If you want to base your elves on the alfar, there are many ways you can go. First off, how physical are they? Given the “walking through walls” thing they may be spirit-beings, likes ghosts or angels. Being heavenly in nature, maybe they can even fly. Second, where do they live? They could reside in their own heavenly realm, or just a realm cut off from humanity by magical or natural barriers. Finally, you need to establish how they interact with the other non-elves in your setting, whether they’re servant-spirits of the gods, or just another nation and culture like ours.

Once the basics are down, it’s time to have fun. One special place you can play in is appearance. Norse myth doesn’t really describe the alfar beyond general terms; they look like humans, only better. Keep in mind, that’s by Norse standards of beauty. It wouldn’t be unreasonable to think they imagined male elves as probably big and strapping, likely with beards. Pointed ears, a common elf trait in fiction, are never mentioned, so you could feel free to throw them out.

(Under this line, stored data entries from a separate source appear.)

PR #1557, opened 2017-05-22
common: fix installation condition

leseb:
Problem: we could end up in situation where we would install a package
on a machine that does not have the right repo enabled. Because the
condition was set to OR we weren't pinning a particular host but just a
condition. Let's say someone sets 'ceph_origin == "distro"', this would
try to install OSD packages on Monitors.

Solution: use a AND condition to first pin to the group_name (which
identifies a set of hosts) AND then after this one of the installation
condition.

Resolves: https://bugzilla.redhat.com/show_bug.cgi?id=1453119

### DIFF
--- a/roles/ceph-common/tasks/checks/check_mandatory_vars.yml
+++ b/roles/ceph-common/tasks/checks/check_mandatory_vars.yml
@@ -29,6 +29,6 @@
     - ceph_rhcs
     - not ceph_rhcs_cdn_install
     - not ceph_rhcs_iso_install
-    - ceph_origin == "upstream"
+    - ceph_origin != 'distro'
   tags:
     - package-install
--- a/roles/ceph-common/tasks/installs/install_on_redhat.yml
+++ b/roles/ceph-common/tasks/installs/install_on_redhat.yml
@@ -74,8 +74,6 @@
     state: "{{ (upgrade_ceph_packages|bool) | ternary('latest','present') }}"
   when:
     - mon_group_name in group_names
-      or ceph_origin == "distro"
-      or ceph_custom
 
 - name: install distro or red hat storage ceph osd
   package:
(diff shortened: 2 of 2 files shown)


andrewschoen:
Actually, I'm not sure the condition ``- (ceph_origin == "distro" or ceph_custom)`` is needed at all. ``ceph_origin: distro`` is set when we want to avoid setting up the CDN or an ISO, but those tasks have different checks now: https://github.com/ceph/ceph-ansible/blob/master/roles/ceph-common/tasks/main.yml#L20-L35

We just need ``ceph_origin: distro`` set so that the mandatory checks pass here: https://github.com/ceph/ceph-ansible/blob/master/roles/ceph-common/tasks/checks/check_mandatory_vars.yml#L32

Maybe that line in check_mandatory_vars.yml should be ``- ceph_origin != "distro"`` as that's the other valid install option for rhcs.

leseb:
jenkins test this please

leseb:
`ceph_origin: distro` is used when we want to install the Ceph version that comes with the default repository of the distribution.

 @andrewschoen that's right, I also noticed @zhsj had an attempt to fix this too in https://github.com/ceph/ceph-ansible/pull/1283. I guess I didn't quite understand the real purpose of the commit. @zhsj I'm adding you as a Co-Authored-By for this commit :).

I'm fixing this properly now.

leseb:
@andrewschoen I'm just wondering what's the real usage of this check: https://github.com/ceph/ceph-ansible/blob/master/roles/ceph-common/tasks/checks/check_mandatory_vars.yml#L32

Is this line really needed?

andrewschoen:
@leseb I think https://github.com/ceph/ceph-ansible/blob/master/roles/ceph-common/tasks/checks/check_mandatory_vars.yml#L32 needs to stay here, but perhaps changed to ``- ceph_origin != "distro"``. It's important because that is a valid way of deploying RHCS, with preprepared repos present on the nodes.

leseb:
@andrewschoen final review please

You could also play with the whole “light” aspect. Perhaps their hair colors all reflect different shades of the sun at different times of day. Hell, maybe so does their skin. You could have different ethnic groups of elves, ranging from dawn to noon to dusk. You could also play this into their supernatural qualities. For example, perhaps they become invisible when no light is present, or perhaps they emit a corona of light at all times. That last one is a great storytelling gimmick; if an elf has no control over his glow he’ll have a hard time hiding, if the situation calls for it, which could lead to drama. Conversely, perhaps he can control it, increasing the intensity so much that he can blind nearby enemies. If you want to go with them having heavenly origins, perhaps elves dress in heavenly colors of blue and white. That could have entire wardrobes based around all the different shades you see in clouds.

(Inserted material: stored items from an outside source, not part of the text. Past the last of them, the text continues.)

PR #1563, opened 2017-05-23
Use host-passthrough for libvirt vCPUs

zmc:


zmc:
Without this, ceph-docker unit tests won't work on smithi machines (and maybe more)

leseb:
Thanks @zmc

PR #1564, opened 2017-05-23
Fixing partition detection regex for FusionIO devices.

arodd:
This resolves a bug identifying partitions for FusionIO devices.


leseb:
CI issues are unrelated, moving on with this one.

PR #1570, opened 2017-05-29
DNM: docker: bindmount /var/log/ceph

leseb:
Currently, we do not export /var/log/ceph to the containers and we
remove them once they are stopped so we have no way of getting the logs
after e.g. a osd daemon crashes. The logs are just lost and we have no
idea why the daemon in the container stopped.

Resolves: https://bugzilla.redhat.com/show_bug.cgi?id=1455509


leseb:
As per my last comment here: https://bugzilla.redhat.com/show_bug.cgi?id=1455509#c4 I don't think that's a good idea anymore.

PR #1573, opened 2017-05-30
keep port as part of the control path

duritong:
On a Vagrant setup, every host is 127.0.0.1 and every user is vagrant.
To not have ansible do the same stuff on the same machine (the one
we connected first), we should keep the port as part of the
control path.

Also this helps in setups where different hosts might be hidden
behind the same IP, but on different ports (e.g. using DNAT).

### DIFF
--- a/ansible.cfg
+++ b/ansible.cfg
@@ -10,4 +10,4 @@ log_path = /var/log/ansible.log
 
 [ssh_connection]
 # see: https://github.com/ansible/ansible/issues/11536
-control_path = %(directory)s/%%h-%%r
+control_path = %(directory)s/%%h-%%r-%%p


leseb:
@duritong lgtm but can you elaborate on the "To not have ansible do the same stuff on the same machine" please?

duritong:
@leseb well, ssh will reuse an existing control socket based on the calculated path. And hence if the only differentiation between connecting to a host is the port (as it is with a local Vagrant setup where everything goes to 127.0.0.1 but differentiated by port), it will mean that ansible's commands will get executed on another host intended, as ssh is reusing the already existing control socket.

As an example, with a 2 node setup, commands intended for the ODS (like preparing the disks) will get executed on the mon host (and obviously failing), as the first connection was made to the mon host, so the socket behind the path `.ansible/127.0.0.1-root` is a connection to the mon host, which will be reused by ssh when connecting to the OSD host.

Or in other words: the local Vagrant use case of that repository is completely broken without that patch.

guits:
jenkins test jewel-ansible2.2-xenial_cluster

guits:

leseb:
Thanks @duritong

Then there’s culture. If elves are spirits that rub shoulders with the gods then perhaps their society is mostly peaceful because the gods provide for them in return for service.  They might have elvish servants and soldiers in great numbers. Or, on the other hand, consider the myth of Gimle. In Norse mythology, Gimle is an ornate, beautiful hall that will be one of the few places to survive the devastation of Ragnarok, providing shelter to the last humans alive so they can spawn a new civilization. Gimle is sometimes placed in the heavenly realms, populated in elves, who would presumably shelter there as well, in greater numbers. In post-Tolkien fiction elves are often depicted as an elder race, slowly being supplanted by humanity and sometimes resentful of it. What if instead they were destined to inherit the world after man mostly dies off? You could have elves who feel it’s time to speed destiny up a bit and get humans out of the way, and that’s a plot dynamic right there.

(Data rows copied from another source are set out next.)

PR #1576, opened 2017-05-31
tests: set -e DEBUG=verbose on all docker testing scenarios

andrewschoen:

### DIFF
--- a/tests/functional/centos/7/docker-cluster-dedicated-journal/group_vars/all
+++ b/tests/functional/centos/7/docker-cluster-dedicated-journal/group_vars/all
@@ -21,5 +21,6 @@ devices:
   - /dev/sda
 raw_journal_devices:
   - /dev/sdb
-ceph_osd_docker_prepare_env: -e CLUSTER={{ cluster }} -e OSD_JOURNAL_SIZE={{ journal_size }} -e OSD_FORCE_ZAP=1 -e OSD_JOURNAL={{ raw_journal_devices[0] }}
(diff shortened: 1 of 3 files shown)


ktdreyer:
@leseb how can we reduce the impact of debug logging so that `DEBUG=verbose` does not cause the containers to behave differently?

andrewschoen:
@leseb I'm confused, enabling debug mode here changes the way the container operates? I was hoping it'd allow us to have more insight on why things fail on the PRs without having to modify the branch to enable debug and do a manual run of the test.

I ran this branch against the ``purge_docker_cluster`` test and got the following: https://jenkins.ceph.com/view/ceph-ansible/job/ceph-ansible-scenario/96/console

leseb:
`verbose` activates `set -x` which enables tracing which introduces latency in the code execution. Thus this might hide potential raise conditions.

@andrewschoen I understand the intent and I agree this would be useful. With that I think we are getting back to the discussion about adding "jenkins test <scenario> debug", which ended with "boot yourself a slave and try to reproduce" :).

ktdreyer:
Could we have Jenkins re-run with "-x" if the test fails?

andrewschoen:
@ktdreyer not easily, as you can see from the diff it takes modifying config options in group_vars to include ``-e DEBUG=verbose`` when you deploy the container.

What @leseb is asking for is a way from a pr to say "jenkins debug $scenario" and then that slave that ran the test would stay around for manual debugging. This is non trivial because currently mita has no way to spin up a 'single-use' type of slave. There is also difficulty in knowing when a node that's used in this way should be cleaned up.

leseb:
@andrewschoen can you have a condition in tox to add more options to `ceph_osd_docker_prepare_env` if a special flag is passed to the `jenkins test` line? And then add `-e DEBUG=verbose`?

The alfar maybe a bit too divorced from the traditional elves of high fantasy literature to appeal to some people. Still, the vague and spotty history of the alfar in folklore allows you to include plenty of other ideas. You can always take the parts of the alfar tradition you like and leave the rest. The greatest strength of this approach is freedom. It’s a version of elves that fewer people are familiar with, which means you can surprise the reader, playing with the definition of what an elf is, while still using and drawing inspiration from the myths and legends that ultimately made elves so enduring in the first place.